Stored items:
====================

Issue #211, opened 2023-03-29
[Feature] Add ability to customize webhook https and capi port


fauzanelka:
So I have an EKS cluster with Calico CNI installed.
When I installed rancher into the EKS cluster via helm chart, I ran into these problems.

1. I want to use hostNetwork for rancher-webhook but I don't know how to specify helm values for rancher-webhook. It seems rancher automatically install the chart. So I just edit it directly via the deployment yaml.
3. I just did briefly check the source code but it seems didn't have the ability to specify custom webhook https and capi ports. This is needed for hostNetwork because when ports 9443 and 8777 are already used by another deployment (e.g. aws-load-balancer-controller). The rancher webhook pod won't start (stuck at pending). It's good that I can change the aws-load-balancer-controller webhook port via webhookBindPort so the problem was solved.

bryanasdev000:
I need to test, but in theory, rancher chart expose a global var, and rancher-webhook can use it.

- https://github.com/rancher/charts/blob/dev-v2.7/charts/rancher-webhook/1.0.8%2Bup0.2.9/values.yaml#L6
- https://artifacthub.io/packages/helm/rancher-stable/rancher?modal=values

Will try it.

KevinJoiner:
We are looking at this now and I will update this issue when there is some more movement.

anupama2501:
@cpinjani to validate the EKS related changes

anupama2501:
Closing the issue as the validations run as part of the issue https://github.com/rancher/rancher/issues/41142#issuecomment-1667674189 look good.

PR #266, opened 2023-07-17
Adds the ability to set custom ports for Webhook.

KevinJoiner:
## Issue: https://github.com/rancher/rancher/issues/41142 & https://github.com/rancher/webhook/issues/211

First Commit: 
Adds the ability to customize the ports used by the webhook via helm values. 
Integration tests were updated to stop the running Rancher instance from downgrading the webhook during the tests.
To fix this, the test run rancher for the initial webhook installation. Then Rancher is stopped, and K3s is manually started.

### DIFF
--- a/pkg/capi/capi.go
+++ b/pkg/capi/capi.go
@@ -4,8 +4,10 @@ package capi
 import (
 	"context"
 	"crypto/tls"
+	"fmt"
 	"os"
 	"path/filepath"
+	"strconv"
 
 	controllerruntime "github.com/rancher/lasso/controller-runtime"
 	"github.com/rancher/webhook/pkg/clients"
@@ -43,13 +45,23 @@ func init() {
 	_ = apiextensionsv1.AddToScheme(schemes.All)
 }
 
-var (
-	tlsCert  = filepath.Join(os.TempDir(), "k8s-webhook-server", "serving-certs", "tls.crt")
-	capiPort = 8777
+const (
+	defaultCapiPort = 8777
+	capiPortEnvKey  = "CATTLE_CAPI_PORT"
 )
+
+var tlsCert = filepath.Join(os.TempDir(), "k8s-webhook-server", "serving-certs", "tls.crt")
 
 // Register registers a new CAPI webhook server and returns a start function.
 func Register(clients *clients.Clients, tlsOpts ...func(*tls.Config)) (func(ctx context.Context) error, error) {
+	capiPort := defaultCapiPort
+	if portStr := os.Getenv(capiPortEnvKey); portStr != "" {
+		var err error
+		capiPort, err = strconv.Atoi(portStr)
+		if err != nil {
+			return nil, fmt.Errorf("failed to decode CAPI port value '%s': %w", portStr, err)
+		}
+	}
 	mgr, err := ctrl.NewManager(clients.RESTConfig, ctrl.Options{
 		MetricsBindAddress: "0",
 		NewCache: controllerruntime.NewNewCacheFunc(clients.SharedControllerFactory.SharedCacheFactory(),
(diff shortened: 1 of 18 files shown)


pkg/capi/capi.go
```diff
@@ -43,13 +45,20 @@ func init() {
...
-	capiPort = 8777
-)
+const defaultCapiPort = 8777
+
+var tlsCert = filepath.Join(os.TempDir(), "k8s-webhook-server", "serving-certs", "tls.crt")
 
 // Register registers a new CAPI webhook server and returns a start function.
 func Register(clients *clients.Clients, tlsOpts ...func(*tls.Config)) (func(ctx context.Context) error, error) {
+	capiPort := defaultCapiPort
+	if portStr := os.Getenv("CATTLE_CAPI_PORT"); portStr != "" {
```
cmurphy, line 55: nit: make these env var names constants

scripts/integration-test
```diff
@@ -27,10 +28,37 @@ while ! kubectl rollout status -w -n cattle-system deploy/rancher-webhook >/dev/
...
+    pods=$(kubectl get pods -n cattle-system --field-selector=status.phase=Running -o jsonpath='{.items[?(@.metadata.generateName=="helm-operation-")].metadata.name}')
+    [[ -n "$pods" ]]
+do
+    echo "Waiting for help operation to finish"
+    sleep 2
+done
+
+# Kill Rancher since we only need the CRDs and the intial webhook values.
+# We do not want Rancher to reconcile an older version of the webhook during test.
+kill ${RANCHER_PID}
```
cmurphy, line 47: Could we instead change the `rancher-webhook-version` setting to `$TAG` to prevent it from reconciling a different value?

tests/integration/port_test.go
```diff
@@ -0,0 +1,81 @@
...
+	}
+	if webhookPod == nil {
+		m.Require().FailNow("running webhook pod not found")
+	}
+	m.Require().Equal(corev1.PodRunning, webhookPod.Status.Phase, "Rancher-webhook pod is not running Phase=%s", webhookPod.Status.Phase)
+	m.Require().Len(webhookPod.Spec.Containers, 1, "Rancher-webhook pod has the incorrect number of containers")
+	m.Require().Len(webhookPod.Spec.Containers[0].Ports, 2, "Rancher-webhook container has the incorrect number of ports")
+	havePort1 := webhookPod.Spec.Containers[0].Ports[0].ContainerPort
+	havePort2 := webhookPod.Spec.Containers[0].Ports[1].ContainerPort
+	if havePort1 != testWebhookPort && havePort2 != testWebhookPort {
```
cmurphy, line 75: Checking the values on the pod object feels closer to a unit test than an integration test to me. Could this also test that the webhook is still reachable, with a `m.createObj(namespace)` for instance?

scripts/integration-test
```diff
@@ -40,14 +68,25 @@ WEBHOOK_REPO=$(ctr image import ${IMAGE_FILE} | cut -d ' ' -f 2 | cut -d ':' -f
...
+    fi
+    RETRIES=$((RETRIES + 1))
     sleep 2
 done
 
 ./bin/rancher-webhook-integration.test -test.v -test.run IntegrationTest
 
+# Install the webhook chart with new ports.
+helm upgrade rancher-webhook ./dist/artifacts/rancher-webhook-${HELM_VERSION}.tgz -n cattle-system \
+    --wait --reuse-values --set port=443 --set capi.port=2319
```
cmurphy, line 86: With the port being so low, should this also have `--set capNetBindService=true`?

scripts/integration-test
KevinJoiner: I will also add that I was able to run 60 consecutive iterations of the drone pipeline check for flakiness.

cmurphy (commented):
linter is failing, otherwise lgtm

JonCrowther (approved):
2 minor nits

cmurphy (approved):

====================

**EXERCISE DIRECTIONS:**
Which lines of the data hold the string "ability"? Return each of them.

**SOLUTION BELOW:**
[Feature] Add ability to customize webhook https and capi port
3. I just did briefly check the source code but it seems didn't have the ability to specify custom webhook https and capi ports. This is needed for hostNetwork because when ports 9443 and 8777 are already used by another deployment (e.g. aws-load-balancer-controller). The rancher webhook pod won't start (stuck at pending). It's good that I can change the aws-load-balancer-controller webhook port via webhookBindPort so the problem was solved.
Adds the ability to set custom ports for Webhook.
Adds the ability to customize the ports used by the webhook via helm values. 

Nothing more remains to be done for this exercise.